##### Source information
PR #49, opened 2017-09-01
Solves GH-43 Add coinbase transaction

zp-sd:
* I started to prefix `ae_core` modules with `aec_`, but I think this is also not perfect and doesn't look too good. On the other hand `aecore` or `ae_core` looks a bit longish to me. What do you think guys?
* `aec_tx` behaviour was created, to be used for all transactions, to standarize them for better consumption by other components.
* I have added dummy `aec_accounts` module to store balances, this should be implemented appropriately when we have Merkle trees APIs in place.
* I didn't add a test for `aec_coinbase_tx`, as it is using dummy `aec_accounts` module. I can add a test mocking that `acccounts` module works as a dict or add a test when we have Merkle trees available.


lucafavatella:
This looks good to me.

> I didn't add a test for aec_coinbase_tx, as it is using dummy aec_accounts module. I can add a test mocking that acccounts module works as a dict or add a test when we have Merkle trees available.

@zp-sd I plan to base work on planting Merkle trees on top of this branch - thanks for preparing it.

zp-sd:
As @lucafavatella is already adding Merkle trees support based on this branch, I think we can merge. I will add test later.

apps/aecore/src/aec_accounts.erl
```diff
@@ -15,12 +15,12 @@ get(Pubkey, _AccountsTree) ->
                        balance = 0},
     {ok, Account}.
 
-get_with_proof(Pubkey, _AccountsTree) ->
+get_with_proofs(Pubkey, _AccountsTree) ->
```
lucafavatella: I am not convinced by the plural. The proof is one.

Issue #29, opened 2017-08-28
Implement Merkle trees


wagerlabs:
- Rewrite [this library](https://github.com/exthereum/merkle_patricia_tree) in Erlang.
- Add unit tests.

lucafavatella:
I propose that implementation of Merkle tree in scope for this ticket:
* Aims at ability to store, lookup, compute root hash predictably by performing updates in a *specific* order;
* Does not aim at exhaustive documentation of internal structure;
* Does not aim at persistence.

I propose aiming at integrating https://github.com/KrzysiekJ/gb_merkle_trees

wagerlabs:
Are we not storing Merkle trees in blocks? How are we not to aim at persistence then? 

If this is a stop-gap measure to unblock the rest of development then please suggest the _real_ solution. I understand that you have researched this extensively.

sennui:
I think he meant the persistence inside the the tree. Because we do persist blocks, we can skip internal persistence

wagerlabs:
@sennui @lucafavatella Then this is acceptable as the permanent solution.

wagerlabs:
1. We are going to build the state of the world by processing the blockchain since genesis, just like Ethereum does it.
2. Light nodes will ask full nodes for proof of existence (proof of balance).
3. We will process transactions in the order they appear in the block.

PR #52, opened 2017-09-01
GH-29 Plant Merkle trees

lucafavatella:
Depends on PRs #49 and #50 (both included in this PR).

This PR contains my state on GH-29. It is a minimal integration in order to check for any blockers. All seems good so far - I need only to check one last element (details below - will not be able to do that today).

I open this PR mainly for ensuring no one is blocked ( @zp-sd ). If needed, this PR may be even merged in the current form.

Items left:
* (Must) Verify how proof of existence links to the leaf / serialized value (I put TODO comment in test);
* Move tree-related stuff out of aec_accounts into a module for trees;
* Identify functions to expose in order to verify proof from module API (rather than digging in internals as the current test does).


lucafavatella:
I see tests on CI passed.

apps/aecore/src/aec_accounts.erl
```diff
@@ -0,0 +1,57 @@
...
+         earn/3,
+         root_hash/1]).
+
+-include("trees.hrl").
+
+empty() ->
+    {ok, gb_merkle_trees:empty()}.
+
+get(Pubkey, AccountsTree) ->
+    case gb_merkle_trees:lookup(Pubkey, AccountsTree) of
```
zp-sd: Do we want to hide calls to `gb_merkle_trees` in `trees.erl`, so that we have Erlang APIs to operate on tree library, and we don't have to modify N modules when we'll try to change tree library in the future?
I propose:
* `trees:lookup(Key, Tree)` / `trees:get(Key, Trees)`
* `trees:merkle_proof(Key, Tree)`
(...)
Wdyt?

apps/aecore/test/aec_accounts_tests.erl
```diff
@@ -0,0 +1,46 @@
...
+    ok.
+
+proof_test() ->
+    {ok, T0} = aec_accounts:empty(),
+    A1 = #account{pubkey = <<"k1">>, balance = 10},
+    {ok, T1} = aec_accounts:put(A1, T0),
+    {ok, H1} = aec_accounts:root_hash(T1),
+
+    {ok, {A1, P1}} = aec_accounts:get_with_proof(A1#account.pubkey, T1),
+    ?debugFmt("~p~n", [P1]),
```
zp-sd: don't commit prints

zp-sd:
It would be good to have https://github.com/aeternity/epoch/pull/49 merged first, so that we review only changes from https://github.com/aeternity/epoch/issues/29 here.

apps/aecore/src/aec_accounts.erl
lucafavatella: I agree. I will do this.

apps/aecore/test/aec_accounts_tests.erl
lucafavatella: Ack.

lucafavatella:
I am closing this PR and opening new one - addressing items identified in description and comments.

PR #55, opened 2017-09-05
Gh 10 mine block using sha256

zp-sd:
Depends on https://github.com/aeternity/epoch/pull/49


apps/aecore/include/trees.hrl
```diff
@@ -1,13 +1,12 @@
--include("common.hrl").
-
 -record(trees, {
           accounts}).
 -type(trees() :: #trees{}).
 
 %% Placeholder to define state Merkle trees
 
 -record(account, {
-          pubkey = <<>>  :: pubkey(),
```
lucafavatella: I would suggest keeping type pubkey as it is a type used over several places of the code and clarifies link back to the account.

apps/aecore/src/aec_blocks.erl
```diff
@@ -0,0 +1,51 @@
...
+-spec new(block(), list(signed_tx()), trees()) -> {ok, block()} | {error, term()}.
+new(LastBlock, Txs, Trees0) ->
+    LastBlockHeight = height(LastBlock),
+    LastBlockDifficulty = difficulty(LastBlock),
+    Height = LastBlockHeight + 1,
+    Difficulty = aec_pow_sha256:recalculate_difficulty(LastBlockDifficulty, 1, 1), %% TODO: set properly
+    case aec_tx:apply_signed(Txs, Trees0, Height) of
+        {ok, Trees} ->
+            {ok, #block{height = Height,
+                        prev_hash = aec_sha256:hash(LastBlock),
```
lucafavatella: This is meant to be the hash of the previous serialized block header.

apps/aecore/src/txs/aec_tx.erl
```diff
@@ -0,0 +1,43 @@
...
+%% API
+
+-spec apply_signed(list(signed_tx()), trees(), non_neg_integer()) -> {ok, trees()} | {error, term()}.
+apply_signed([], Trees, _Height) ->
+    {ok, Trees};
+apply_signed([SignedTx | Rest], Trees0, Height) ->
+    case aec_tx_sign:verify(SignedTx) of
+        ok ->
+            Tx = aec_tx_sign:data(SignedTx),
+            case aec_proofs:prove(Tx, Trees0) of
```
lucafavatella: I understand this line can be deleted.

sennui: @lucafavatella this comment is regarding our decision to abandon proofs?

zp-sd: Well, we still need to check whether an account has enough funds, etc? This is what I meant to have done here.

lucafavatella: > @lucafavatella this comment is regarding our decision to abandon proofs?

@sennui  Not really. I wrote the comment as I was not seeing the intent of this line, that @zp clarified in the following comment...

> Well, we still need to check whether an account has enough funds, etc? This is what I meant to have done here.

@zp I see. So if I understand you correctly a more explicit name would be `verify_tx_assumptions` or `verify_tx_preconditions`, instead of `aec_proofs:prove` (the point is verifying the preconditions, and I understand we do that on the state trees - not proofs). So each transaction module, in addition to the APIs `new` and `run`, would have an API `verify_preconditions`.

apps/aecore/test/aec_mining_tests.erl
```diff
@@ -0,0 +1,55 @@
...
+               meck:expect(aec_pow_sha256, recalculate_difficulty, 3, 856),
+               meck:expect(aec_pow_sha256, generate, 3, {error, generation_count_exhausted}),
+               meck:expect(aec_tx, apply_signed, 3, {ok, Trees}),
+
+               ?assertEqual({error, generation_count_exhausted}, ?TEST_MODULE:mine())
+       end},
+      {"Cannot apply signed tx",
+       fun() ->
+               meck:expect(aec_pow_sha256, recalculate_difficulty, 3, 856),
+               meck:expect(aec_pow_sha256, generate, 3, {ok, 721}),
```
sennui: can we use real pow 256?

apps/aecore/src/txs/aec_tx.erl
zp-sd: I understand that this can be done from within a transaction (in `run` function). Let's see later if we need additional tx behaviour function for it.

apps/aecore/test/aec_mining_tests.erl
zp-sd: @sennui now we do.

apps/aecore/include/txs.hrl
```diff
@@ -33,32 +42,37 @@
...
           nonce = 0       :: non_neg_integer(),
           delay = 0       :: non_neg_integer()}).
+-type(channel_grow_tx() :: #channel_grow_tx{}).
 
 -record(channel_team_close_tx, {
           id = 0          :: non_neg_integer(),
           account1 = <<>> :: pubkey(),
           account2 = <<>> :: pubkey(),
-          amount = 0      :: pubkey(),
+          amount = 0      :: binary(),
```
lucafavatella: This type looks incorrect.

PR #73, opened 2017-09-06
Solves Gh-5: Implement the Cuckoo Cycle PoW

akorosmezey:


akorosmezey:
As far as PoW generation is concerned, the call is more or less compatible with the SHA-256. There are two additional parameters to tweak with. (Shall I add a call with the default values of these?)

Verification is, however, much more efficient using the _verify_ function. This differs from its SHA-256 counterpart.

wagerlabs:
It would be nice to have the call with default values.

apps/aecore/c_src/aec_pow_cuckoo.cpp
```diff
@@ -0,0 +1,113 @@
...
+#include "cuckoo_miner.hpp"
+
+
+#define MAXSOLS 1
+// arbitrary length of header hashed into siphash key
+#define HEADERLEN 80
+
+
+node_t* generate(char* header, int nonce, int ntrims, int nthreads) {
+  printf("Looking for %d-cycle on cuckoo%d(\"%s\",%d) with 50%% edges, %d trims, %d threads\n",
```
sennui: to which log file do those prints go?

PR #74, opened 2017-09-06
This fixes #51. rand:uniform instead of crypto:rand_unfiform

### LINKED ISSUE #51: crypto:rand_uniform/2 is deprecated
crypto:rand_uniform/2 is deprecated and produces a warning. I think we should treat warning as errors. Is there some legitimate reason deprecated function has to be used? 

Code warning introduced by @akorosmezey, please comment on that.

Build log:
```
apps/aecore/src/pow_sha256.erl:111: Warning: crypto:rand_uniform/2 is deprecated and will be removed in a future release; use rand:uniform/1
```

cytadela8:
Small PR for #51. We are going to remove `aec_pow_sha256`, but till that this 5MinutesFix(tm) makes our code warning-less.

### DIFF
--- a/apps/aecore/src/aec_pow_sha256.erl
+++ b/apps/aecore/src/aec_pow_sha256.erl
@@ -108,4 +108,4 @@ log2(N) when N > 1 ->
     1 + log2(N div 2).
 
 pick_nonce() ->
-    crypto:rand_uniform(0, ?NONCE_RANGE).
+    rand:uniform(?NONCE_RANGE).


apps/aecore/src/aec_pow_sha256.erl
```diff
@@ -108,4 +108,4 @@ log2(N) when N > 1 ->
     1 + log2(N div 2).
 
 pick_nonce() ->
-    crypto:rand_uniform(0, ?NONCE_RANGE).
+    rand:uniform(?NONCE_RANGE).
```
sennui: thanks for looking at those warnings. Can you set warnings a errors in rebar?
##########
→ Directions for this task: Give back the opening line of the records above and every line after it, up to and including the one with "This looks good to me.", unchanged.

→ Solution to the problem:
PR #49, opened 2017-09-01
Solves GH-43 Add coinbase transaction

zp-sd:
* I started to prefix `ae_core` modules with `aec_`, but I think this is also not perfect and doesn't look too good. On the other hand `aecore` or `ae_core` looks a bit longish to me. What do you think guys?
* `aec_tx` behaviour was created, to be used for all transactions, to standarize them for better consumption by other components.
* I have added dummy `aec_accounts` module to store balances, this should be implemented appropriately when we have Merkle trees APIs in place.
* I didn't add a test for `aec_coinbase_tx`, as it is using dummy `aec_accounts` module. I can add a test mocking that `acccounts` module works as a dict or add a test when we have Merkle trees available.


lucafavatella:
This looks good to me.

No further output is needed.